DATA SECTION:
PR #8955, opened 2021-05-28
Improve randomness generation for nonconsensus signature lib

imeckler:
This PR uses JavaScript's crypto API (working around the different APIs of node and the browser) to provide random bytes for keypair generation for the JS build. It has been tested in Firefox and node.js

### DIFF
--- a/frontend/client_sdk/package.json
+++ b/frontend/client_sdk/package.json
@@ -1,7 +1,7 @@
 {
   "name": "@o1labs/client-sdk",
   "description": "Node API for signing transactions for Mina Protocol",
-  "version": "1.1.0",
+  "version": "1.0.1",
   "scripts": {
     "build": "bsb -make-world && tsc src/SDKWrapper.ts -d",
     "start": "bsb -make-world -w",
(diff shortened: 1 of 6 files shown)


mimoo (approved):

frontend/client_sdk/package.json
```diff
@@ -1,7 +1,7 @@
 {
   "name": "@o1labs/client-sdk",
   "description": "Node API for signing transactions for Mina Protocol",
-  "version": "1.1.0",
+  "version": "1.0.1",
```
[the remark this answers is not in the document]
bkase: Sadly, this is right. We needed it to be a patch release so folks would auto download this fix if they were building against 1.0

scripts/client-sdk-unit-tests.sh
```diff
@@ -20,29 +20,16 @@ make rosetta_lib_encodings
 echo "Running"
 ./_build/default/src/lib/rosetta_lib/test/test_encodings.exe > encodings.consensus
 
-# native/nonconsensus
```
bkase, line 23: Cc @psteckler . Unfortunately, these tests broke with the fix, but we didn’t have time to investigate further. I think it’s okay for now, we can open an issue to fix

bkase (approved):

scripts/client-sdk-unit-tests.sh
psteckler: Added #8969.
* * *
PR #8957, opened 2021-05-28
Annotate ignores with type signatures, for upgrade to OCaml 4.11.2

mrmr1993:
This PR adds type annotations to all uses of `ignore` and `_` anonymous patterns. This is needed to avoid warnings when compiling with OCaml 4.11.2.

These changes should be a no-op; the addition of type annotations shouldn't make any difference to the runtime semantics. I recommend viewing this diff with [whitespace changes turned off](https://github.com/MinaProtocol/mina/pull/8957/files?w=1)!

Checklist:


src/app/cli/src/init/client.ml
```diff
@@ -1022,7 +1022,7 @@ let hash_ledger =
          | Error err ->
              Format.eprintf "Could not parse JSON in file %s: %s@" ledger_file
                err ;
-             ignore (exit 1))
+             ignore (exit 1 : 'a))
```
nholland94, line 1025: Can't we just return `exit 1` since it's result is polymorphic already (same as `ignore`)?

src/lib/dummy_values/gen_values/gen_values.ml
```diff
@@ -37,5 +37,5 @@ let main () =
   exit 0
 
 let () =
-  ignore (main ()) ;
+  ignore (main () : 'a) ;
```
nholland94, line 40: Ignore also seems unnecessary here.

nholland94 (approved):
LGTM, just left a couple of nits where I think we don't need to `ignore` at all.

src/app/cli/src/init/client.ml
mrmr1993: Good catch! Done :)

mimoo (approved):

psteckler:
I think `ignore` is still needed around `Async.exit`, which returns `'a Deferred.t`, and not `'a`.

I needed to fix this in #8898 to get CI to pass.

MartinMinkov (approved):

EXERCISE: Using the data above, reproduce exactly the lines between those holding "PR #8955, opened 2021-05-28" and "psteckler: Added #8969.", inclusive, and no others.

OUTPUT OF THE TASK:
PR #8955, opened 2021-05-28
Improve randomness generation for nonconsensus signature lib

imeckler:
This PR uses JavaScript's crypto API (working around the different APIs of node and the browser) to provide random bytes for keypair generation for the JS build. It has been tested in Firefox and node.js

### DIFF
--- a/frontend/client_sdk/package.json
+++ b/frontend/client_sdk/package.json
@@ -1,7 +1,7 @@
 {
   "name": "@o1labs/client-sdk",
   "description": "Node API for signing transactions for Mina Protocol",
-  "version": "1.1.0",
+  "version": "1.0.1",
   "scripts": {
     "build": "bsb -make-world && tsc src/SDKWrapper.ts -d",
     "start": "bsb -make-world -w",
(diff shortened: 1 of 6 files shown)


mimoo (approved):

frontend/client_sdk/package.json
```diff
@@ -1,7 +1,7 @@
 {
   "name": "@o1labs/client-sdk",
   "description": "Node API for signing transactions for Mina Protocol",
-  "version": "1.1.0",
+  "version": "1.0.1",
```
[the remark this answers is not in the document]
bkase: Sadly, this is right. We needed it to be a patch release so folks would auto download this fix if they were building against 1.0

scripts/client-sdk-unit-tests.sh
```diff
@@ -20,29 +20,16 @@ make rosetta_lib_encodings
 echo "Running"
 ./_build/default/src/lib/rosetta_lib/test/test_encodings.exe > encodings.consensus
 
-# native/nonconsensus
```
bkase, line 23: Cc @psteckler . Unfortunately, these tests broke with the fix, but we didn’t have time to investigate further. I think it’s okay for now, we can open an issue to fix

bkase (approved):

scripts/client-sdk-unit-tests.sh
psteckler: Added #8969.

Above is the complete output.